Los Juegos de la VII Olimpiada suponen la reanudación de la marcha olímpica tras la I Guerra Mundial, y resultaron muy austeros ya que Bélgica había sufrido de forma especial las dramáticas consecuencias del conflicto bélico sufrido en Europa.
Faltando a los principios fundamentales de la filosofía olímpica y en contra de la opinión de Coubertin, no fueron invitados Alemania, Austria, Turquía, Bulgaria ni Polonia. También fue excluida la Unión Soviética. Por primera vez se soltaron palomas como símbolo de la paz. Aparecieron la bandera y el juramento olímpicos.

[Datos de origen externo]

PR #110, opened 2019-01-21
Modernize the implementation of DynamicValue to consume (way) less memory.

phaazon:
Also, as a nice side-effect, I made the code in a way so that it’s very easy to switch it to C++17 when we switch.


core/src/collections/DynamicValue.hpp
```diff
@@ -28,47 +28,130 @@
...
+            DynamicValue& operator=(double rhs);
+
+            /// Change the value to a DynamicArray by copying.
+            DynamicValue& operator=(const std::shared_ptr<DynamicArray>& rhs);
 
+            /// Change the value to a DynamicObject by copying.
+            DynamicValue& operator=(const std::shared_ptr<DynamicObject>& rhs);
+
+            /// Try to get the value as if it were a std::string.
+            optional<std::string&> asStr();
```
teams2ua:
```
template<typename T>
optional<T> as() {
   if (data.type() == typeid(T)) return boos::get<T>(data);
   return optional<T>();
}
```

core/src/collections/DynamicValue.hpp
```diff
@@ -28,47 +28,130 @@
...
+            /// Try to get the value as if it were a std::string.
+            optional<const std::string&> asStr() const;
+
+            /// Try to get the value as if it were a std::vector<uint8_t>.
+            optional<std::vector<uint8_t>&> asData();
+            /// Try to get the value as if it were a std::vector<uint8_t>.
+            optional<const std::vector<uint8_t>&> asData() const;
+
+            /// Try to get the value as if it were a bool.
+            optional<bool&> asBool();
```
teams2ua: Why do we need to have a reference here? Why not optional<bool>?

core/src/collections/DynamicValue.hpp
```diff
@@ -28,47 +28,130 @@
...
+            optional<const std::shared_ptr<DynamicArray>&> asArray() const;
+
+            /// Try to get the value as if it were a DynamicObject.
+            optional<std::shared_ptr<DynamicObject>&> asObject();
+            /// Try to get the value as if it were a DynamicObject.
+            optional<const std::shared_ptr<DynamicObject>&> asObject() const;
+
+        private:
+            // Tag representing the current in-use variant
+            api::DynamicType type;
```
teams2ua: Can remove this as well.
define values inside variant in the same order as in DynamicType, for UNDEFINED create a dummy struct Undefined{}; and then use boost::variant::which with conversion to enum.

core/src/collections/DynamicValue.hpp
teams2ua: Look at https://www.boost.org/doc/libs/1_65_0/doc/html/boost_typeindex.html

core/src/collections/DynamicValue.hpp
teams2ua: Semantic of this operation is not clear for me

phaazon: The former mutates `x`, the second one will create an error (because you will get `NONE`). If you want to change the type, you have to use `operator=`. And accessing the value of of an `optional<_>` should be done, in C++, by testing whether the value is there prior. So in your second example, you will get `hasValue() == false`.

teams2ua: I found this dangerous.
```
auto x = DynamicValue(false);
auto y = x.asBool();
return y;
....
y.value = true; // this change x, that may not exist anymore
```

phaazon: This is typical C++ when someone tries to escape a reference from a local scope. It has nothing to do with the `optional` :) And I hope `msvc` / `clang` / `g++` will be able to see such an escaped reference!

core/src/collections/DynamicValue.hpp
phaazon: I know that and I know RTTI is big and heavy and I wish we could get rid of it. However, there is a way to go with it without RTTI and still removing that `api::DynamicType` stuff directly — using the type index in the variant, which is a bit silly since you might have issues if you had types in the middle of the variant.

core/src/collections/DynamicValue.hpp
teams2ua: What is the benefit to have & inside optional? We can mutate DynamicValue directly if we want, & is not free, it still consume the same memory as pointer (so for bool it is even worse).
Taking this in mind and the danger nature of having optional<T&> I would go for more safe way - optional<T>. 
Looks like compilers don't want to help us here - https://ideone.com/4Pt2YH - runtime error.

phaazon: `optional<T&>` gives you “maybe” a reference that you can use to manipulate in a type-safe way the content of the `DynamicValue`. If it doesn’t contain a `T`, you don’t get a reference. Of course we’re talking about C++, so it’s easy to shoot oneself in the feet if you try to use the reference after having changed the `DynamicValue` or if you use it after free — Rust has escape analysis at least.

If you want to “keep a mutable reference” of a dynamic value and change its content without having to continuously check the type at runtime, this method gives you such semantics. It provides a better type-safe layer than accessing it via `int32` or that kind of things — look at the diff code, I removed a lot of dynamic type checking thanks to this function. However, I agree that it doesn’t solve the problem of escape analysis (we have the same problem with `std::vector<_>::data()`, for instance: you can get a pointer to something that has been freed, regrown or even moved to another memory place.

What you seem to be worried about here is the reference, not really the contract of those methods. I get your point but if we forbid people to do this, that means you cannot mutate the content of a `DynamicValue` without copying. If you think we don’t care, then I can remove the reference version, if you prefer, and return by copy.

teams2ua:
Nice!
Why do we have exactly the same serialization for PortableBinaryArchive and BinaryArchive?
should this be one template function?

phaazon:
> Nice!
> Why do we have exactly the same serialization for PortableBinaryArchive and BinaryArchive?
> should this be one template function?

I don’t really know, this is legacy code. I guess we could use templates for those.

PR #119, opened 2019-01-25
Allow several build system on same source dir

teams2ua:
Remove generated CMake files from source directory
To allow building with several build system without cleaning.


teams2ua:
> If now we build secp256k1 in same build dir as ledger-core project we can get rid of this : https://github.com/LedgerHQ/lib-ledger-core/blob/develop/.circleci/build_lib.sh#L109

Removed this, as far as I understand the generated source is not dependent on the platform, so this should be safe.

PR #120, opened 2019-01-25
Some cleaning in generated code+new VS enable

teams2ua:
It doesn't matter what is the version of VS studio
as this is not some limitation of older version that we want
to overcome, but limitation of loader


phaazon:
Good to go to me.

PR #122, opened 2019-01-28
Provide re-encryption algorithm for preferences (LevelDB)

phaazon:


core/src/preferences/PreferencesBackend.cpp
```diff
@@ -196,8 +223,96 @@ namespace ledger {
...
+            // brand new cipher; create it here
+            auto newSalt = createNewSalt(rng);
+            auto newCipher = Option<AESCipher>(AESCipher(rng, newPassword, newSalt, PBKDF2_ITERS));
+
+            // we will also need a brand new leveldb to implement a somewhat atomic database swap;
+            // the idea is to read from the old leveldb and write to this new one; when we’re done,
+            // we just “swap” the database and remove the old one; this swap is needed so that we
+            // don’t corrupt the old database if we crash or get interrupted while in the middle of
+            // the process of resetting
+            auto tempDBName = _dbName + "__temp_copy__";
```
teams2ua: I think we can do this without additional DB, just push all changes to one batch https://github.com/google/leveldb/blob/master/doc/index.md#atomic-updates , both delete old values and put new then make one Write(batch) that will do the things, this way we push the burden to atomically swap to levelDB.

phaazon: Nice idea. I’ll change it to reflect your idea. It’ll be way more lightweight.

phaazon: Done. That was nice to rewrite the code with this feature. 😄

core/src/preferences/PreferencesBackend.cpp
```diff
@@ -196,8 +211,63 @@ namespace ledger {
             _cipher = Option<AESCipher>::NONE;
         }
 
+        void PreferencesBackend::resetEncryption(
+            const std::shared_ptr<api::RandomNumberGenerator>& rng,
+            const std::string& newPassword,
```
KhalilBellakrid: I thought you changed the order, no ? or just fixed your tests ? 
Because it feel more natural to start with old password then new password ! IMHO

core/src/preferences/PreferencesBackend.hpp
```diff
@@ -95,6 +95,14 @@ namespace ledger {
             /// Data already present in the preferences are not affected.
             void unsetEncryption();
 
+            // Reset the encryption with a new password by first decrypting on the
+            // fly with the old password.
+            void resetEncryption(
```
KhalilBellakrid: Same here !

core/src/preferences/PreferencesBackend.cpp
phaazon: I just fixed the tests, yep. I’ll switch the order!

core/src/preferences/PreferencesBackend.hpp
phaazon: ACK

PR #125, opened 2019-01-29
Fix a bug in Live with the AESCipher (that doesn’t like empty passwor…

phaazon:
…ds).

This fixes the first part of the problem. I’ll open a Jira ticket to fix
AES/PBKDF2 when the key / passphrase is empty.

Also, note: we might want to change the interface of the WalletPool
creation. This would be a breaking change, though. I’ll also open a Jira
ticket for that.

### DIFF
--- a/core/src/wallet/pool/WalletPool.cpp
+++ b/core/src/wallet/pool/WalletPool.cpp
@@ -53,7 +53,16 @@ namespace ledger {
         ): DedicatedContext(dispatcher->getSerialExecutionContext(fmt::format("pool_queue_{}", name))) {
             // General
             _poolName = name;
-            _password = password;
+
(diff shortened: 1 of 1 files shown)


phaazon:
I created some Jiras issues related to this very issue:

- [LLC-154](https://ledgerhq.atlassian.net/browse/LLC-154), about a weird use of the password in `RotatingLogSink` that I found suspicious.
- [LLC-155](https://ledgerhq.atlassian.net/browse/LLC-155), adding the `AESCipher` bug into our backlog.
- [LLC-156](https://ledgerhq.atlassian.net/browse/LLC-156), about reviewing the encoding.

phaazon:
Do you think we also need to backport this fix to all versions until the appearance of the cipher? I’ll make a PR to Live to fix their code for all other versions but I wonder whether we need to backport.

PR #138, opened 2019-02-05
Tweak database engine implementation

pollastri-pierre:
- Small fixes on SQL requests
- Doesn't require for a cursor to know the full size anymore (ability to do some lazy loading)
- Add tests for dynamic columns management


core/src/api/DatabaseResultSet.hpp
```diff
@@ -34,28 +34,22 @@ class DatabaseResultSet {
...
 
     /**
-     * Returns true if the result set has at least one remaining row to get.
-     * @return true if the result set has at least one remaining row to get, false otherwise.
-     */
-    virtual bool hasNext() = 0;
-
-    /**
-     * Move the result set to the next available result. This method may fail if there is now further row to fetch.
+     * Internally move the result set to the next available row. This method may fail if there is now further row to fetch.
```
phaazon: s/now/no

pollastri-pierre: Indeed 👍

core/test/database/MemoryDatabaseProxy.cpp
```diff
@@ -248,6 +243,7 @@ class Results : public api::DatabaseResultSet, public std::enable_shared_from_th
 
     std::list<std::shared_ptr<ResultRow>> _rows;
     std::list<std::shared_ptr<ResultRow>>::iterator _it;
+    int _currentIndex;
```
teams2ua: Don't get what is this member for? It is only used in available()?

core/src/database/proxy_backend/session.cpp
```diff
@@ -63,8 +66,7 @@ proxy_statement_backend *proxy_session_backend::make_statement_backend() {
 }
 
 proxy_rowid_backend *proxy_session_backend::make_rowid_backend() {
-    // TODO: Create ROWID interface
-    return nullptr;
+    throw make_exception(api::ErrorCode::DATABASE_EXCEPTION , "ROWID is not supported by database backend");
```
phaazon: Why not sticking to the `nullptr`?

core/src/database/proxy_backend/soci-proxy.h
```diff
@@ -59,6 +59,7 @@
 #   define SOCI_OVERRIDE override
 #endif
 
+#define SOCI_PROXY_DEBUG
```
phaazon: I’m not sure whether it’s on purpose, but this will make the block below always gets substituted to the same `SP_PRINT` definition.

pollastri-pierre: Oh god yes, I remove that

core/src/database/proxy_backend/session.cpp
pollastri-pierre: Because I prefer that the day we use a rowid by mistake we have an explicit exception and not trying to find the reason of the failure. The fact that rowid is unsupported is documented in the database md file

PR #140, opened 2019-02-06
Fix the generate_interfaces / generateBindingsRN scripts. [skip ci]

phaazon:
Remove already existing files to prevent bad things from happening.

### DIFF
--- a/core/src/api/Account.hpp
+++ b/core/src/api/Account.hpp
@@ -9,7 +9,7 @@
 #include <memory>
 #include <string>
 #ifndef LIBCORE_EXPORT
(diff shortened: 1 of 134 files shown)


core/src/api/Account.hpp
```diff
@@ -9,7 +9,7 @@
 #include <memory>
 #include <string>
 #ifndef LIBCORE_EXPORT
-    #if defined(_MSC_VER)
+    #if defined(_MSC_VER) && _MSC_VER <= 1900
```
KhalilBellakrid: Please update your djinni before regenerating the bindings, it seems that you have an old version !

PR #144, opened 2019-02-08
Add a test for empty key / empty passwords for AESCipher.

phaazon:


core/test/crypto/encryption_test.cpp
```diff
@@ -154,4 +154,38 @@ TEST(Encryption, EncryptDecryptWithCipherHugeText) {
...
-}
\ No newline at end of file
+}
+
+TEST(Encryption, EncryptDecryptWithCipherEmptiness) {
+    auto rng = std::make_shared<OpenSSLRandomNumberGenerator>();
+
+    std::vector<uint8_t> vec(BIG_TEXT.begin(), BIG_TEXT.end());
+    BytesReader input(vec);
+    BytesWriter encrypted;
```
teams2ua: encrtypted can be created inside lambda, so you will not need clear() method on BytesWriter

phaazon: While this is true, it will also make the code perform more memory allocations.

phaazon: I’ll remove `clear` because it’s just tests and no one seems interested in that function.

PR #146, opened 2019-02-12
SQL Cipher fix

KhalilBellakrid:
- Define OPENSSL_LIB as crypto TARGET_FILE_DIR (instead of TARGET_FILE)
- @phaazon this is probably the reason building libcore with SQLCipher was failing ( Pierre had same issue and I fixed by that), I think reason why it was not failing on my side and CI side is because probably it was linking against system's OpenSSL which happen to have right version with all symbols defined !


phaazon:
That should fix the issue as I saw some weird stuff about `FindCryptoPP.cmake` in my logs lately.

La participación en Amberes marca un nuevo récord, al tomar parte 2.591 atletas pertenecientes a 29 países. España hizo su debut oficial enviando 67 deportistas de atletismo, tenis, natación, tiro, polo y fútbol. El éxito coronó la expedición obteniendo dos segundos puestos en las dos especialidades de deporte por equipos, y en la de fútbol surgió la leyenda de la ´furia española´ con la frase de Belauste ´Sabino, a mí el pelotón que los arrolló´.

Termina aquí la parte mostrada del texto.